BEGIN Data records
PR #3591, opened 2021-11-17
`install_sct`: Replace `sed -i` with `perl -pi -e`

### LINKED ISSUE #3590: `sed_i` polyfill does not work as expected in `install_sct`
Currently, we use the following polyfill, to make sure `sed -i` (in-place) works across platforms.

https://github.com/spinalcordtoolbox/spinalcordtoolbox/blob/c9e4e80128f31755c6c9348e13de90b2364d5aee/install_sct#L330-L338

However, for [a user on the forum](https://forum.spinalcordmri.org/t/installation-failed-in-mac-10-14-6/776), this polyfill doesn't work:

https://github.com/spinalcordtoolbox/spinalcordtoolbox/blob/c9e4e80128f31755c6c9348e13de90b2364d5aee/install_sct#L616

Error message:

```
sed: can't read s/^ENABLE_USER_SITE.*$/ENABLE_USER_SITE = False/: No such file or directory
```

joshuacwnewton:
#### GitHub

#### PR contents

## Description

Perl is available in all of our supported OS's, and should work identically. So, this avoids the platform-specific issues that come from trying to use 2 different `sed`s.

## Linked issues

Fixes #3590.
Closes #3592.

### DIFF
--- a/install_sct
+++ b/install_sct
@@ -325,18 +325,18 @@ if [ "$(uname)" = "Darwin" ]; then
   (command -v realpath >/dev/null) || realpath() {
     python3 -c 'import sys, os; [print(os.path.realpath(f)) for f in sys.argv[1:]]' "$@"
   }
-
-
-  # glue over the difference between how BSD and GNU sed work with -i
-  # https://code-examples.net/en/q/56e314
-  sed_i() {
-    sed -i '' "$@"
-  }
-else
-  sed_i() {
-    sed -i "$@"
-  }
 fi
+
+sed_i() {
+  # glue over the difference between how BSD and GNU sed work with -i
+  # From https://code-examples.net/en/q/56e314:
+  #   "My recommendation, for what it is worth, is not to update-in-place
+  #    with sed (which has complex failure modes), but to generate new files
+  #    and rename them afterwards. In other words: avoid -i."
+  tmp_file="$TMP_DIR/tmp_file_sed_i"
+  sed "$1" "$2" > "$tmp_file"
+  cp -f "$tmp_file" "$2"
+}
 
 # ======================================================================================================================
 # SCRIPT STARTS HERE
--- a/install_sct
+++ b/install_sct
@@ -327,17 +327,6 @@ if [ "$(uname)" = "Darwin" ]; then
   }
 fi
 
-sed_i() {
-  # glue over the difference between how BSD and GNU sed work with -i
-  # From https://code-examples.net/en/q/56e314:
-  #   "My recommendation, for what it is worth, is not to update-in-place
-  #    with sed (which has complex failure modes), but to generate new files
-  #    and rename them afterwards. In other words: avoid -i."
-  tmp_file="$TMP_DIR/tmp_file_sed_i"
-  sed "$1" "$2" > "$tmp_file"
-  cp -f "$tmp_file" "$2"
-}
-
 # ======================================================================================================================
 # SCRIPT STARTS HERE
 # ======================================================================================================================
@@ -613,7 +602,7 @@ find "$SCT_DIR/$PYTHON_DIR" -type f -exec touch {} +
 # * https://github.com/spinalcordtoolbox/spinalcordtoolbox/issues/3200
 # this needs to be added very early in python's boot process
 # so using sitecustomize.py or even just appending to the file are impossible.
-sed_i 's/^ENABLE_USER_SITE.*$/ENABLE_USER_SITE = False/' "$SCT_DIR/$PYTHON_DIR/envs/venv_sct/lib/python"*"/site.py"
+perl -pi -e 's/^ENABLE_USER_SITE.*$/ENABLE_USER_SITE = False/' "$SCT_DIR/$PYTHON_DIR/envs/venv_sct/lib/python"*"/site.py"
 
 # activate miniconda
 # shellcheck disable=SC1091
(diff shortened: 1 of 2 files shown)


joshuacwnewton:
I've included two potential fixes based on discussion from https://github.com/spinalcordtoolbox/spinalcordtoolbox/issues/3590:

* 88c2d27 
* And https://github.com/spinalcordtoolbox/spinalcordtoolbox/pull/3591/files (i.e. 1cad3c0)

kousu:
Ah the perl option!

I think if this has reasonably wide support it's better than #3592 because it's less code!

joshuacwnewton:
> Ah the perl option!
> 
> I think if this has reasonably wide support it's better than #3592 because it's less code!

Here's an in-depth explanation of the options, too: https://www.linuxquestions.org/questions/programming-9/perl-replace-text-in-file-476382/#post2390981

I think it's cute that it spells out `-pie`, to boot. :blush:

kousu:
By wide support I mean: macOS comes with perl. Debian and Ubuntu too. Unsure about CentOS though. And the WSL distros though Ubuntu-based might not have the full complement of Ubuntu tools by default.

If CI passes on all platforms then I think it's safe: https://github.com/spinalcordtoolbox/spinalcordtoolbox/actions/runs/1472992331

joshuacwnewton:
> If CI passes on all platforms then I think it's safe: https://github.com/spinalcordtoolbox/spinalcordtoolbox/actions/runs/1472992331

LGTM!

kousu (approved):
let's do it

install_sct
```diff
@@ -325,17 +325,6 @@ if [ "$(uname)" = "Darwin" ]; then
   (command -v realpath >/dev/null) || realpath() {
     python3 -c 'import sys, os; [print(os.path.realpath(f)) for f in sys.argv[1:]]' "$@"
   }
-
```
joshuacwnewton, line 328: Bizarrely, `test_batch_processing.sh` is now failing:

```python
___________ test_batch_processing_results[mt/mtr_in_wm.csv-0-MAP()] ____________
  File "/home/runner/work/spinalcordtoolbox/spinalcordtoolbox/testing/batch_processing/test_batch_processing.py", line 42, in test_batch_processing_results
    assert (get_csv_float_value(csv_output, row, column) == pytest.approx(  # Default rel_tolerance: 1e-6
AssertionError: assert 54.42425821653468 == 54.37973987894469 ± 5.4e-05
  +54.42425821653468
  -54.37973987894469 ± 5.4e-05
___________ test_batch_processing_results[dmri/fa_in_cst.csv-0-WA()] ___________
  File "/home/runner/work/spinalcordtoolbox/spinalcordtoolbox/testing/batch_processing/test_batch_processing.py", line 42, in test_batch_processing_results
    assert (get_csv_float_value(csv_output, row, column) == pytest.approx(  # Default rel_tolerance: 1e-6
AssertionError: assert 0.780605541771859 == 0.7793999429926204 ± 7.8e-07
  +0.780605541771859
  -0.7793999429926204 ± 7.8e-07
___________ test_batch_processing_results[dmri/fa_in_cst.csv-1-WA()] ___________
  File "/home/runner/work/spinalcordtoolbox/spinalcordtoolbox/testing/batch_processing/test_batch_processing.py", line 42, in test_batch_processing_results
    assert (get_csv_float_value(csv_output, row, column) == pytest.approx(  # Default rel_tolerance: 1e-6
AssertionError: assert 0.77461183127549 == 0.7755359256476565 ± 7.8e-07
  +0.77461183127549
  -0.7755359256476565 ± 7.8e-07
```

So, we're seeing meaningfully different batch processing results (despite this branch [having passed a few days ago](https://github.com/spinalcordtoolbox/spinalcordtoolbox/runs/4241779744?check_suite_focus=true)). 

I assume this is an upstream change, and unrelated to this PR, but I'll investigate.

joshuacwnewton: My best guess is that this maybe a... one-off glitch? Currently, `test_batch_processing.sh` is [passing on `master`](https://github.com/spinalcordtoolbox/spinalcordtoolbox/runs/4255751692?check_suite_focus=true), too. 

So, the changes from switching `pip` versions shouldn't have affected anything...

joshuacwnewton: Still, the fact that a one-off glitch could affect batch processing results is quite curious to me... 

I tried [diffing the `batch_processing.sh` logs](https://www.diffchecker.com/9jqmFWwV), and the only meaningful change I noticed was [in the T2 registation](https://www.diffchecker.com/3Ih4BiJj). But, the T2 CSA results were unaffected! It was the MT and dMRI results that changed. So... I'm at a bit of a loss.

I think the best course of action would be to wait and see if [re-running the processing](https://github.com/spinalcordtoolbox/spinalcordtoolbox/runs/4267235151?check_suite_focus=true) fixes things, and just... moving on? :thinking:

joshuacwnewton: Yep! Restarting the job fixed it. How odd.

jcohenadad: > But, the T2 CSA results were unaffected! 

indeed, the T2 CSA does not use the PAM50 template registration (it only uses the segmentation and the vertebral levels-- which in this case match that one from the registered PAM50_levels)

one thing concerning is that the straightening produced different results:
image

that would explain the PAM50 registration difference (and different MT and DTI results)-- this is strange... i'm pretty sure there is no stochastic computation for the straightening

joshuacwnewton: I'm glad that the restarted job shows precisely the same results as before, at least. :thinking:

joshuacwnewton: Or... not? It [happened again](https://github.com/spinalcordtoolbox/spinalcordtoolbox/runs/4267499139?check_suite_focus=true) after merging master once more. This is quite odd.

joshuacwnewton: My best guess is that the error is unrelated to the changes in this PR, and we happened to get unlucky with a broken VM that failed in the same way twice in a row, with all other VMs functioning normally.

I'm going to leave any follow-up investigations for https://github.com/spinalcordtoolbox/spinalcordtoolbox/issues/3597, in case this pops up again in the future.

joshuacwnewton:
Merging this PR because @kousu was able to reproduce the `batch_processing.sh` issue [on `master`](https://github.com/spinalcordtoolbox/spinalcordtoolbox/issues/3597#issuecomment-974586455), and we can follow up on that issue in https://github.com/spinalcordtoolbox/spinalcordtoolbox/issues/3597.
END Data records
* Required work
Filter the listing above, keeping only the lines with "failure".

* Solution
+  #    with sed (which has complex failure modes), but to generate new files
-  #    with sed (which has complex failure modes), but to generate new files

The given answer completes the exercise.